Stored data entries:
PR #53, opened 2023-11-10
Get correct compact layout for sObject

sfdctaka:
To get a compact layout for a sObject I am using 2-pass process.

If sObject has compact layout assigned it will have `defaultCompactLayoutId` assigned. Otherwise, `null` is assigned and in that case the compact layout is defaults to `SYSTEM` compact layout.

**What is expected:** Write out the records again, exactly as given.

**Exercise result:**
PR #53, opened 2023-11-10
Get correct compact layout for sObject

sfdctaka:
To get a compact layout for a sObject I am using 2-pass process.

If sObject has compact layout assigned it will have `defaultCompactLayoutId` assigned. Otherwise, `null` is assigned and in that case the compact layout is defaults to `SYSTEM` compact layout.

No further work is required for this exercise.